### Supplied entries:
PR #427, opened 2021-06-21
Model hashing for incremental CUDA block size optimisation and merging

### LINKED ISSUE #292: Slow merging for large networks with custom models defines in Python

neworderofjamie:
This is following the general approach we discussed - building (somewhat irregular) [Merkle trees ](https://en.wikipedia.org/wiki/Merkle_tree) of the model based on SHA-1 hashes (common choice for data integrity checking - used in Git, BitTorrent and others).

To prevent a lot duplication and to allow existing unit tests to be used to validate the correctness of the leaf node comparisons, I started this work by reimplementing the model merging checks using hash comparisons (compare https://github.com/genn-team/genn/blob/master/src/genn/genn/synapseGroup.cc#L592-L625 to https://github.com/genn-team/genn/blob/module_hashing_scope_reduce/src/genn/genn/synapseGroup.cc#L601-L629 for a representative comparison).

Stupidly, I then got most of the way through implementing model comparison and realised that it's a harder problem than I thought as all the modules ``#include "definitionsInternal.h"`` which means pretty much any model change leads to all modules getting recompiled. However, this doesn't apply to the CUDA block size optimisation where only changes which affect the actual kernel code (the contents of the data structures going into it doesn't matter at compile time) matter (essentially the same criteria as mergeability) meaning this was trivial to implement.

Therefore, while it doesn't quite go as far as I originally hoped, I think this 'reduced scope version' is still very much worth merging because:
- The hash-based merging implementation is not only more elegant  but also only O(N) which should fix #292.
- When using CUDA, the block size optimisation time dominate (as it compiles each module twice) so just the speedups we achieve here are going to improve the user experience.
- This PR includes some tidying that will lay the groundwork for incremental model building: you can now generate modules independently (before the code for dishing out constant cache required modules to be built in order)


tnowotny (commented):
Yes, I think I get most of it and it seems like a good approach. It's a shame that the different "modules" are so interlinked that one can't yet go further but what about the case where the model is literally unchanged? Is that now automatically covered as not needing a recompile?

neworderofjamie:
Excellent! I think, in future, some de-coupling of the modules would be possible which would have the side benefit of reducing the size of the runner but, that's definitely one for another day. 

This branch currently only uses the hashes to determine whether CUDA block size optimization is required but, I think you have a good point in that not regenerating any code when the model is unchanged would be sensible. I might restore the appropriate bits of code in a second PR though if that's ok?

tnowotny (approved):
Sure, agreed.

### Work task:
Using only the entries above, output the line with "- This PR includes", the line with "Excellent! I think, in", and all lines between them, exactly as they stand.

### Answer space:
- This PR includes some tidying that will lay the groundwork for incremental model building: you can now generate modules independently (before the code for dishing out constant cache required modules to be built in order)


tnowotny (commented):
Yes, I think I get most of it and it seems like a good approach. It's a shame that the different "modules" are so interlinked that one can't yet go further but what about the case where the model is literally unchanged? Is that now automatically covered as not needing a recompile?

neworderofjamie:
Excellent! I think, in future, some de-coupling of the modules would be possible which would have the side benefit of reducing the size of the runner but, that's definitely one for another day. 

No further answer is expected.